You appear to have one of the *Dell OptiPlex 790* models.
What's the "service tag" number and/or "express service code" number on yours?

Microsoft Edge is the default browser that comes as part of Windows 10, so I doubt that it isn't there.
Have you typed in *Microsoft Edge* in the search box?

---------------------------------------------------------------


----------



## barjo4 (Jan 10, 2007)

Yes, and this is the same kind and model number of the other PC which went fine with the install. When I type find Edge in the search box, I am informed that I have to connect to the internet which is weird in that I am currently typing via the internet on that same PC, via Internet Explorer 11. The Edge app is there but when I go to it I am told that I have to connect to the internet - which I am.


----------



## flavallee (May 12, 2002)

> When I type *find Edge* in the search box, I am informed that I have to connect to the internet


Typing in *find Edge* is going to ask you to search the web.
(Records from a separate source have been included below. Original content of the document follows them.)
PR #1972, opened 2019-10-11
BOAC-2836, only user.isDropInAdvisor can check-in/cancel appointments on student profile page

johncrossman:
https://jira.ets.berkeley.edu/jira/browse/BOAC-2836

Also, both `isScheduler` and `isDropInAdvisor` can access the Intake Desk view.

### DIFF
--- a/src/components/appointment/AppointmentDetailsModal.vue
+++ b/src/components/appointment/AppointmentDetailsModal.vue
@@ -44,18 +44,19 @@
       <div class="modal-footer">
         <form @submit.prevent="functionConfirm">
           <b-btn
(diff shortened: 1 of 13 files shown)


src/components/appointment/AppointmentDetailsModal.vue
```diff
@@ -44,18 +44,19 @@
       <div class="modal-footer">
         <form @submit.prevent="functionConfirm">
           <b-btn
+            v-if="!appointment.status"
```
lyttam: @johncrossman I wound up removing the `status` column from the appointments table.

PR #1977, opened 2019-10-14
BOAC-2737, id on dismiss-warning button; on dismiss, alert screen-reader

johncrossman:
https://jira.ets.berkeley.edu/jira/browse/BOAC-2737

### DIFF
--- a/src/App.vue
+++ b/src/App.vue
@@ -16,10 +16,11 @@
         </div>
         <div class="btn-wrapper ml-0 align-top">
           <b-btn
+            id="speedbird"
             class="btn-dismiss pl-2 pt-0 text-white"
             variant="link"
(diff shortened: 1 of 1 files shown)


src/App.vue
```diff
@@ -16,10 +16,11 @@
         </div>
         <div class="btn-wrapper ml-0 align-top">
           <b-btn
+            id="dismiss-warning-in-footer"
```
pfarestveit: @johncrossman, the QA Dept rejects this ID as dull.  In keeping with the BOAC theme, I'd expect something like id="speedbird".

johncrossman: image

Done.

pfarestveit:
Living the High Life @johncrossman !

PR #2928, opened 2021-04-19
BOAC-4058: Added categories, subcategories, courses to print view

cesarvh:
https://jira.ets.berkeley.edu/jira/browse/BOAC-4058

### DIFF
--- a/src/views/degree/PrintableDegreeTemplate.vue
+++ b/src/views/degree/PrintableDegreeTemplate.vue
@@ -2,13 +2,14 @@
   <div class="ml-3 mr-3 mt-3">
     <Spinner />
     <div v-if="!loading">
-      <b-container>
+      <b-container fluid>
         <b-row>
           <b-col class="pl-0">
             <b-row>
               Student Information
             </b-row>
           </b-col>
+          <b-col />
           <b-col>
             <div class="unofficial-label-pill">UNOFFICIAL DEGREE PROGRESS REPORT </div>
             <h1 class="print-degree-name pt-2">{{ template.name }}</h1>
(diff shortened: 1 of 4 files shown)


src/views/degree/PrintableDegreeTemplate.vue
```diff
@@ -82,6 +136,14 @@ export default {
 </script>
 
 <style>
```
lyttam, line 138: @cesarvh If you add the `scoped` attribute, the styles will apply only to this component (they are global by default).  e.g. `<style scoped>`. I think that would be desirable since the printable template needs its own set of styles, right?

lyttam:
Sorry, I merged #2929 and caused a conflict.

src/views/degree/PrintableDegreeTemplate.vue
```diff
@@ -32,7 +33,56 @@
...
+            <template>
+              <div>
+                <div
+                  v-for="category in $_.filter(template.categories, c => c.position === position && $_.isNil(c.parentCategoryId))"
+                  :key="category.id"
+                >
+                  <Category
+                    v-if="category.id"
+                    :category="category"
+                    :on-click-edit="edit"
```
johncrossman, line 52: @cesarvh - In printable view, you should not set `on-click-edit`

cesarvh:
@lyttam Went ahead and added the scoped attribute. If I add it, on my local machine all of the style goes away, but it seems that just might be the loader being buggy, according to stackoverflow. Once its up on dev we can make sure that the styling is working as desired

lyttam:
Thanks, looks good.

PR #2930, opened 2021-04-19
BOAC-4033: Allows category course units to be a numerical range

lyttam:
https://jira.ets.berkeley.edu/jira/browse/BOAC-4033

I opted not to add validation to ensure the 'min' is less than the 'max' - if a user decides to input '4-3', for example, that's on them.

### DIFF
--- a/boac/models/degree_progress_category.py
+++ b/boac/models/degree_progress_category.py
@@ -27,7 +27,8 @@ from boac import db, std_commit
 from boac.models.base import Base
 from boac.models.degree_progress_course_unit_requirement import DegreeProgressCourseUnitRequirement
 from dateutil.tz import tzutc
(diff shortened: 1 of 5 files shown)


johncrossman:
@lyttam - What do you think of using Postgres builtin range type? https://medium.com/dataseries/range-types-in-postgresql-and-gist-indexes-788db23346c5   That would allow data integrity checks and help with the comparisons we'll need to do https://jira.ets.berkeley.edu/jira/browse/BOAC-3872   Thoughts?

lyttam:
Good idea @johncrossman, I'll amend.

lyttam:
@johncrossman I pushed some changes. Ready for another look.

johncrossman:
Thank you @lyttam  Looks good. I'll merge when Travis gives the green.

PR #2934, opened 2021-04-20
BOAC-4077, UI tweaks to work-in-progress /unassigned/courses

johncrossman:
https://jira.ets.berkeley.edu/jira/browse/BOAC-4077

### DIFF
--- a/src/components/degree/student/UnassignedCourses.vue
+++ b/src/components/degree/student/UnassignedCourses.vue
@@ -24,18 +24,20 @@
         </b-thead>
         <b-tbody>
           <b-tr v-for="course in courses" :key="course.id">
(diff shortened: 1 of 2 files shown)


src/components/degree/student/UnassignedCourses.vue
```diff
@@ -109,7 +111,7 @@ export default {
       this.putFocusNextTick('name-input')
     },
     isEditing(course) {
-      return course.id === this.$_.get(this.courseForEdit, 'id')
+      return false && course.id === this.$_.get(this.courseForEdit, 'id')
```
lyttam, line 114: @johncrossman `isEditing` will always return false. Intentional?

johncrossman: @lyttam - I disabled that for the moment. :) Good catch but you can ignore.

You need to type in *Microsoft Edge *in order to display the shortcut for that browser.

-------------------------------------------------------------


----------



## bobs-here (Mar 12, 2016)

give this a try :

press Win + R and enter: C:\Windows\System32\WindowsPowerShell\v1.0\powershell.exe

At the PowerShell command prompt, enter: Get-AppXPackage -AllUsers | Foreach {Add-AppxPackage -DisableDevelopmentMode -Register "$($_.InstallLocation)\AppxManifest.xml"}

from here:
http://superuser.com/questions/948441/windows-10-microsoft-edge-missing-in-start-menu-and-pins


----------



## barjo4 (Jan 10, 2007)

it said it was not recognized as an internal or external command, operable program or bench file


----------



## bobs-here (Mar 12, 2016)

barjo4 said:


> it said it was not recognized as an internal or external command, operable program or bench file


ok, the link below offers a step by step for the missing browser (Edge) and several other related issues: how to reinstall Edge....

The Edge Browser may not open, when clicked
It is missing from the start menu
It is not listed under the windows Apps
You cannot find it anywhere within Windows 10
http://www.techtantri.com/how-to-reinstall-microsoft-edge-browser/


----------



## barjo4 (Jan 10, 2007)

I am going to have to ask for some local help


----------



## bobs-here (Mar 12, 2016)

barjo4 said:


> I am going to have to ask for some local help


I hear you,
please let us know the outcome, which ever way it proceeds.


----------



## barjo4 (Jan 10, 2007)

I am not comfortable with any deeper involvement as that can get me into real trouble, I am afraid. What I do not understand is why when I try to open any app from the start menu, I am told I must first connect to the internet, when I obviously am - with Internet Explorer 11.


----------



## barjo4 (Jan 10, 2007)

The trouble is with Bitdefender total security 16! I disarmed the firewall and I was able to connect via Edge. Not sure why, because the other Dell 790 desktop has Bitdefender as well and this all works over there. Stay tuned...


----------